(Input data Opens)

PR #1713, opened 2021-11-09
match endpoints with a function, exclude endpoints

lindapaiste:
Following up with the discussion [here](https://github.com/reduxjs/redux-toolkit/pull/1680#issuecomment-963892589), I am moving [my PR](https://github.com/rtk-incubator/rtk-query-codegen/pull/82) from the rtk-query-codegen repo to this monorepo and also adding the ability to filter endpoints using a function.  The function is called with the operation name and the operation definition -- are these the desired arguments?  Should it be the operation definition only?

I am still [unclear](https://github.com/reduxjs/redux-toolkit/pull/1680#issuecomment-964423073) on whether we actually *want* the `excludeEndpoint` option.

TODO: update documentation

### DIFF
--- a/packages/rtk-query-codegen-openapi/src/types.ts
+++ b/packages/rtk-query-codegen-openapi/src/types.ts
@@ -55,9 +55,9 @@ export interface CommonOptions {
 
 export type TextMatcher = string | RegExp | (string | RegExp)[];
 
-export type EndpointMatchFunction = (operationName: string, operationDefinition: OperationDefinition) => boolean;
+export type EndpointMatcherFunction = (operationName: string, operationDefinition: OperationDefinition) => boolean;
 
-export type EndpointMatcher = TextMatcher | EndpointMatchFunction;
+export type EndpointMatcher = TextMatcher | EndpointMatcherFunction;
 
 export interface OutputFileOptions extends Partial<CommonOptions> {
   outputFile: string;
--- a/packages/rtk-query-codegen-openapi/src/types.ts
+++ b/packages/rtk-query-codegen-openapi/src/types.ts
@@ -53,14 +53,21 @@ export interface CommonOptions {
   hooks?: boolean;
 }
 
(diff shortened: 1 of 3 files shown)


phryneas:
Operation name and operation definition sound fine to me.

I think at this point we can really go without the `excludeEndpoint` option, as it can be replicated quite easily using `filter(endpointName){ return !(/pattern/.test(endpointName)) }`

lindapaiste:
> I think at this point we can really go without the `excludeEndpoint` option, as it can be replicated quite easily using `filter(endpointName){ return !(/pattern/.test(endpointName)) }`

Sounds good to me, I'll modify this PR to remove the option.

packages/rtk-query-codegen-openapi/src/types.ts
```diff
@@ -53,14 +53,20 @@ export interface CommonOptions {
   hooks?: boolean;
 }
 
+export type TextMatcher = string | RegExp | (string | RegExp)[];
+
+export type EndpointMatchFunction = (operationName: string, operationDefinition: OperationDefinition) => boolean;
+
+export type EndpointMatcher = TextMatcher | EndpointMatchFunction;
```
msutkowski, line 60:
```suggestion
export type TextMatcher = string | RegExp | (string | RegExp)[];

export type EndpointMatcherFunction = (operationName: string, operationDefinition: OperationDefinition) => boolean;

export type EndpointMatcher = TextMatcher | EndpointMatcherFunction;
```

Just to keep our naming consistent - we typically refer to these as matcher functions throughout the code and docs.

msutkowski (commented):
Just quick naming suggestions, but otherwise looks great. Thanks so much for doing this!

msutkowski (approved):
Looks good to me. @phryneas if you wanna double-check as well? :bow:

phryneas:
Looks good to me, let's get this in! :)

(Input data Closes)
(Input data Opens)

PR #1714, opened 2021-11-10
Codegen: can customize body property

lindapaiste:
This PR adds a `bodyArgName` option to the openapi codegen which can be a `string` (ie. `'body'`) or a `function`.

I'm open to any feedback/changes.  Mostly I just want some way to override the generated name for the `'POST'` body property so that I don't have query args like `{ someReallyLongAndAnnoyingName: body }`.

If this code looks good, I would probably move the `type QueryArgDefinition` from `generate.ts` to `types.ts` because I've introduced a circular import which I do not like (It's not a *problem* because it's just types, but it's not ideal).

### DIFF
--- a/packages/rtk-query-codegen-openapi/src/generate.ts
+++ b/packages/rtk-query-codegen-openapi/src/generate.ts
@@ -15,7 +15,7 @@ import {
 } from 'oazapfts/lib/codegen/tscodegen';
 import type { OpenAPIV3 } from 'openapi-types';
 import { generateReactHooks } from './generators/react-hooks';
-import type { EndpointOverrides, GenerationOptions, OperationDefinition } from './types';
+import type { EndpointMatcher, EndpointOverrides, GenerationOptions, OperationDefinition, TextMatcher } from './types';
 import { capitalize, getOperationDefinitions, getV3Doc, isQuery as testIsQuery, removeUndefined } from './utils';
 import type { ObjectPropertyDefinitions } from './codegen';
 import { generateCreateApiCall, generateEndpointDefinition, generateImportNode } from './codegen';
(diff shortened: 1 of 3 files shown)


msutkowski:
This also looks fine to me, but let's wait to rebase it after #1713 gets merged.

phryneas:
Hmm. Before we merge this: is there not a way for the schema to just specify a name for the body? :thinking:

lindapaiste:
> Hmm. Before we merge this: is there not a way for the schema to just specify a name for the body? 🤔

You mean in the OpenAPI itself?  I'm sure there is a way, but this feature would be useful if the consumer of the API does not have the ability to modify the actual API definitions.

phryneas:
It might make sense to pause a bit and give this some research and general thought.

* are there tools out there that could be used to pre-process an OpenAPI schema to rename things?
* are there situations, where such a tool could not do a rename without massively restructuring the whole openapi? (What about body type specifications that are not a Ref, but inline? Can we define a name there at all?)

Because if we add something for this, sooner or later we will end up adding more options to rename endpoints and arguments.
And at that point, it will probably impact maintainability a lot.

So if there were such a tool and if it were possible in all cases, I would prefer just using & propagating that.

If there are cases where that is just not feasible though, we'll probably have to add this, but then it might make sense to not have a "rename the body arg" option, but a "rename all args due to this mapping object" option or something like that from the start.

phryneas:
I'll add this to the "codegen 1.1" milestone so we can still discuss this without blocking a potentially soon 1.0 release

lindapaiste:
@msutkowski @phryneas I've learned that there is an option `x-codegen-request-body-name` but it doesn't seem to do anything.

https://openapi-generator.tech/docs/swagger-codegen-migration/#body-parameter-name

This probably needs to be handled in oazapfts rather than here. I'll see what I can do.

(Input data Closes)

» Work request
Which of the lines above hold the string "schema"? Pick each of them out.

» Output below
Hmm. Before we merge this: is there not a way for the schema to just specify a name for the body? :thinking:
> Hmm. Before we merge this: is there not a way for the schema to just specify a name for the body? 🤔
* are there tools out there that could be used to pre-process an OpenAPI schema to rename things?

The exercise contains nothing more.